Lorsque COVID-19 a commencé à menacer notre pays, nous avons compris que nos minuscules stocks d’EPI et de matériel médical seraient rapidement épuisés. Nous disposons de 56 ventilateurs pour une population de près de 20 millions d’habitants. Le gouvernement malien n’a pas les moyens d’acheter du matériel à l’échelle requise par la pandémie et l’aide étrangère de pays eux-mêmes confrontés avec leurs propres crises ne pas répondre à nos besoins. Nous savions que nous devions, au mieux de nos possibilités, compter sur nos propres ressources. Nous avons formé un groupe de technologues qui maîtrisent les imprimantes 3D, l’électronique, la robotique, les logiciels et les technologies de fabrication et, avec le soutien de technologues d’autres pays, nous avons commencé à réfléchir à ce que nous pourrions faire pour aider notre pays à survivre au virus. Nous avons fabriqué des écrans faciaux et des blouses, des masques jetables et non jetables, des robots de désinfection et même un respirateur.

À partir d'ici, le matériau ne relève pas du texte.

PR #248, opened 2024-10-28
Fix for issue 237

### LINKED ISSUE #237: VDMS hangs when the test "ImageTest.ImageLoop" is run and the udf_server doesn't return a valid value in  "/image" POST due to an invalid response message
**Describe the bug**
VDMS keeps in an infinite loop when it doesn't receive a valid response from the udf_server "/image" POST service

**To Reproduce**
1. Open the udf_server.py file located at tests/remote_function_test directory.
2. Locate the "/image" POST service in that udf_server.py file
3. Comment or remove all the code of that function and add a new line which returns an empty string (return "")
image

4. Run the ImageTest tests with the following command in the tests directory
image

5. Verify the testing gets frozen/hangs when the test called "ImageTest.ImageLoop" is run
image
 
**Expected behavior**
The test called "ImageTest.ImageLoop" should fail and VDMS should handle correctly the invalid response from the udf_server.

rv355:
closes #237


cwlacewe (approved):

rolandoquesada (approved):
Approved. Thank you for fixing it

PR #265, opened 2025-02-19
Address vulnerabilities with dependencies and fix deprecated datetime command

cwlacewe:
Closes #262 
Closes #264 
Fix deprecation of `datetime.datetime.utcnow()`


tests/tls_test/prep_certs.py
```diff
@@ -70,16 +72,18 @@ def generate_signed_certificate(
 
     issuer = issuer_certificate.subject
 
+    current_time = datetime.datetime.now(datetime.timezone.utc).replace(tzinfo=None)
```
rolandoquesada, line 75: duplicated but it works for me

rolandoquesada (approved):
The changes look good to me. Thank you

tests/tls_test/prep_certs.py
cwlacewe: They're in separate functions

rolandoquesada: my mistake, you're right. :)

Issue #277, opened 2025-04-03
Update the README.md files for including the new layout for the UDF script files in remote_function and user_defined_operations folders


rolandoquesada:
**Describe the bug**
Update the README.md files for including the new layout for the UDF script files in remote_function and user_defined_operations folders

Si les respirateurs et autres équipements médicaux essentiels tombent en panne, nous avons la capacité de créer des pièces de rechange. Certains de nos modèles sont de qualité médicale, d’autres sont plus improvisés mais seraient infiniment mieux que rien. Ce n’est pas suffisant, mais nous pouvons contribuer à sauver des vies.

Sauf que nous ne le pouvons pas. Au moment où le nombre de cas au Mali a commencé à augmenter, nous avons épuisé toutes nos matières premières car les voies d’approvisionnement par voie aérienne ont été presque entièrement coupées et les voies terrestres gravement entravées. Les vols commerciaux qui transportaient la grande majorité des expéditions aériennes sont suspendus. Les routes terrestres sont restreintes ; dans tous les cas, les matériaux expédiés par voie terrestre et aérienne peuvent prendre des semaines ou des mois pour arriver. Nous sommes réduits, en fait, à une seule bouée de sauvetage, DHL. Une bouée de sauvetage en plomb : par exemple, six kilos de filaments utilisés par une imprimante 3D, coûtant environ 72.000 FCFA, coûtent entre 225.000 et 840.000 FCFA l’expédition au Mali, selon son origine. Et, non, DHL n’offre pas de rabais pour aider la lutte contre COVID-19.

Le monde paraît inapte à saisir la leçon de COVID-19 – que la crise de quelqu’un d’autre est ma crise. Nous sommes tous dans le même bateau. Si nous ne pouvons pas retarder COVID-19 en Afrique, le monde entier continuera à être menacé par la propagation du virus. La prolongation de la pandémie COVID-19 ne sera que la première vague d’une crise sanitaire, économique et humanitaire plus grave qui pourrait être déclenchée par l’escalade des autres pandémies africaines : paludisme, pneumonie, diarrhée, malnutrition, insécurité économique et djihadisme. Ces problèmes aggraveront car la capacité des gouvernements et des travailleurs à réagir seront affectées par la maladie et le manque d’EPI. Le personnel des ambassades et les travailleurs humanitaires étrangers ont quitté l’Afrique en masse ces dernières semaines et certains programmes d’aide existants ont été détournés vers la crise intérieure de chaque pays donateur – des réponses individuelles logiques mais, potentiellement, un suicide collectif.

Le problème le plus immédiat auquel nous sommes confrontés est un problème qui peut être résolu : la chaîne d’approvisionnement. Nous sommes prêts à nous battre, mais notre survie, et peut-être la vôtre, dépend de notre capacité à mettre en place une coordination et une coopération adéquate entre nos nations pour maintenir les lignes d’approvisionnement ouvertes. Si le reste du monde se détourne de l’Afrique pour se concentrer sur ses propres défis, il est particulièrement important que ceux d’entre nous qui combattent ici ne soient pas privés de toutes les armes dont nous auront besoin pour éviter une calamité.